TextParse.jl
TextParse.jl copied to clipboard
Make date format guess algorithm more robust
I've been running into a weird date parsing issue, and I can't sort out what the pattern is, though I've managed to nail down a MWE
The linked csv has 4 rows of dates.
julia> csvread("parse_test.csv")
ERROR: ArgumentError: Month: 27 out of range (1:12)
Stacktrace:
[1] Date(::Int64, ::Int64, ::Int64) at ./dates/types.jl:204
[2] tryparsenext(::TextParse.DateTimeToken{Date,DateFormat{Symbol("yyyy/mm/dd"),Tuple{Base.Dates.DatePart{'y'},Base.Dates.Delim{Char,1},Base.Dates.DatePart{'m'},Base.Dates.Delim{Char,1},Base.Dates.DatePart{'d'}}}}, ::String, ::Int64, ::Int64, ::TextParse.LocalOpts) at /Users/kev/.julia/v0.6/TextParse/src/field.jl:431
[3] macro expansion at /Users/kev/.julia/v0.6/TextParse/src/util.jl:23 [inlined]

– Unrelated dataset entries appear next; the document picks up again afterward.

PR #319, opened 2021-11-25
(#194) [front] feat: revoke access token at logout

### LINKED ISSUE #194: Login out: token invalidation
Invalidate tokens in the backend when a user chooses to logout.

GresilleSiffle:
Fixes #194 

I added a `logoutProcess` function, in the login / logout component, responsible of calling all logout routines. At the moment there are only two steps: revoking the token, and logout the currently logged user.

Django OAuth Toolkit doc: https://django-oauth-toolkit.readthedocs.io/en/latest/tutorial/tutorial_04.html?highlight=revoke#setup-a-request

### DIFF
--- a/frontend/src/features/frame/components/topbar/AccountInfo.tsx
+++ b/frontend/src/features/frame/components/topbar/AccountInfo.tsx
@@ -1,12 +1,15 @@
 import React from 'react';
+import { Link } from 'react-router-dom';
 import clsx from 'clsx';
+import { useSnackbar } from 'notistack';
+
 import { makeStyles } from '@material-ui/core/styles';
 import { Button, Grid } from '@material-ui/core';
-import { Link } from 'react-router-dom';
 import { AccountCircle } from '@material-ui/icons';
 
 import { useLoginState } from 'src/hooks';
 import { revokeAccessToken } from '../../../login/loginAPI';
+import { contactAdministratorLowSeverity } from '../../../../utils/notifications';
 
 const useStyles = makeStyles({
   AccountInfo: {
@@ -31,12 +34,19 @@ const useStyles = makeStyles({
 });
 
 const LoggedInActions = () => {
+  const { enqueueSnackbar } = useSnackbar();
+
   const classes = useStyles();
   const { logout, loginState } = useLoginState();
 
   const logoutProcess = async () => {
     if (loginState.access_token) {
-      await revokeAccessToken(loginState.access_token);
+      await revokeAccessToken(loginState.access_token).catch(() => {
+        contactAdministratorLowSeverity(
+          enqueueSnackbar,
+          'A non impacting error occurred during your logout.'
+        );
+      });
     }
     logout();
   };
--- a/frontend/src/features/frame/components/topbar/AccountInfo.tsx
+++ b/frontend/src/features/frame/components/topbar/AccountInfo.tsx
@@ -40,8 +40,8 @@ const LoggedInActions = () => {
   const { logout, loginState } = useLoginState();
 
   const logoutProcess = async () => {
-    if (loginState.access_token) {
-      await revokeAccessToken(loginState.access_token).catch(() => {
+    if (loginState.refresh_token) {
+      await revokeAccessToken(loginState.refresh_token).catch(() => {
         contactAdministratorLowSeverity(
           enqueueSnackbar,
           'A non impacting error occurred during your logout.'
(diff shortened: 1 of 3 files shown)


GresilleSiffle:
If there are any error during the token revocation, the user is still logged out, but an information is displayed so that the application doesn't fail silently.

screencapture-localhost-3000-2021-11-25-20_11_00

frontend/src/features/frame/components/topbar/AccountInfo.tsx
```diff
@@ -30,14 +34,28 @@ const useStyles = makeStyles({
...
 
 const LoggedInActions = () => {
+  const { enqueueSnackbar } = useSnackbar();
+
   const classes = useStyles();
   const { logout, loginState } = useLoginState();
 
+  const logoutProcess = async () => {
+    if (loginState.access_token) {
+      await revokeAccessToken(loginState.access_token).catch(() => {
```
amatissart, line 44: As far as I can see, the refresh_token remains valid after the access_token has been revoked. I think we would expect both to be revoked, to avoid any credentials from a previous session to be reused.

Calling `/o/revoke_token` with the refresh_token would actually be enough, as the API will take care of deleting the associated access_token.

frontend/src/utils/notifications.ts
```diff
@@ -22,6 +22,27 @@ export const contactAdministrator = (
...
+  display: ProviderContext['enqueueSnackbar'],
+  message?: string
+) => {
+  if (!message) {
+    message = 'Oops, a non impacting error occurred.';
+  }
+  display('Please, contact an administrator to report the issue.', {
+    variant: 'warning',
+  });
+  display(message, { variant: 'info' });
```
amatissart, line 43: This is really minor, but I find a bit disturbing to trigger 2 messages with different severity levels. As the error is not really severe, could "info" be used instead of "warning" here?

frontend/src/features/frame/components/topbar/AccountInfo.tsx
GresilleSiffle: > As far as I can see, the refresh_token remains valid after the access_token has been revoked.

That's true.

> I think we would expect both to be revoked, to avoid any credentials from a previous session to be reused.

You're right, for a reason I thought the `/o/revoke_token/` was only for access tokens.

frontend/src/utils/notifications.ts
GresilleSiffle: Of course :+1:

frontend/src/features/frame/components/topbar/AccountInfo.tsx
GresilleSiffle: According to the [RFC 7009 section 2.1](https://datatracker.ietf.org/doc/html/rfc7009#section-2.1), revoking a refresh token " should " also revoke the access token.

>  If the particular token is a refresh token and the authorization server supports the revocation of access tokens, then the authorization server SHOULD also invalidate all access tokens based on the same authorization grant (see Implementation Note).  If the token passed to the request is an access token, the server MAY revoke the respective refresh token as well.

But, Django OAuth Toolkit seems to only revoke the access token, even if I use the refresh token in the request.

Example, I expected the following request to delete the refresh token `75U5OZPTCeXC2jnfpkj2qHJz6mNg4y`, but it deletes the related access token instead.

```http
POST /o/revoke_token/ HTTP/1.1
Content-Type: application/x-www-form-urlencoded
token=75U5OZPTCeXC2jnfpkj2qHJz6mNg4y&client_id=[...]&client_secret=[...]&token_type_hint=refresh_token
```

I'm gonna do more tests.

amatissart: > Example, I expected the following request to delete the refresh token 75U5OZPTCeXC2jnfpkj2qHJz6mNg4y, but it deletes the related access token instead.

 The refresh_token is also revoked, but contrary to the access_token it's not deleted from the database immediately. It's only marked as revoked, via the field `revoked`.

GresilleSiffle: Thanks!

frontend/src/utils/notifications.ts
GresilleSiffle: Fixed by d63b49c10f9bb4ef67522571e7ed04d231069a66.

frontend/src/features/frame/components/topbar/AccountInfo.tsx
GresilleSiffle: Fixed by d63b49c10f9bb4ef67522571e7ed04d231069a66.

amatissart (approved):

[4] tryparsenext(::TextParse.Field{Date,TextParse.DateTimeToken{Date,DateFormat{Symbol("yyyy/mm/dd"),Tuple{Base.Dates.DatePart{'y'},Base.Dates.Delim{Char,1},Base.Dates.DatePart{'m'},Base.Dates.Delim{Char,1},Base.Dates.DatePart{'d'}}}}}, ::String, ::Int64, ::Int64, ::TextParse.LocalOpts) at /Users/kev/.julia/v0.6/TextParse/src/field.jl:569
#...
(the stack trace is super long, let me know if it would be useful to post the whole thing)
There are 3 27
s, two in the second row, and one in the last row. If I remove just the last row, it works.
But if I leave the 4th row in and just change the 27
in the last row to a 2
, I get the same ERROR: ArgumentError: Month: 27 out of range (1:12)
.
If I change all the 27
s to 2
s, I now get ERROR: ArgumentError: Month: 21 out of range (1:12)
, and again this error goes away if I delete the last row, even though there are no 21
s in the last row.
There's not just something weird with that row - this is part of a much larger csv
file, and removing only row 4 does not stop the error.
Note - originally posted as issue to CSVFiles.jl, but this error seems to be caused by this package.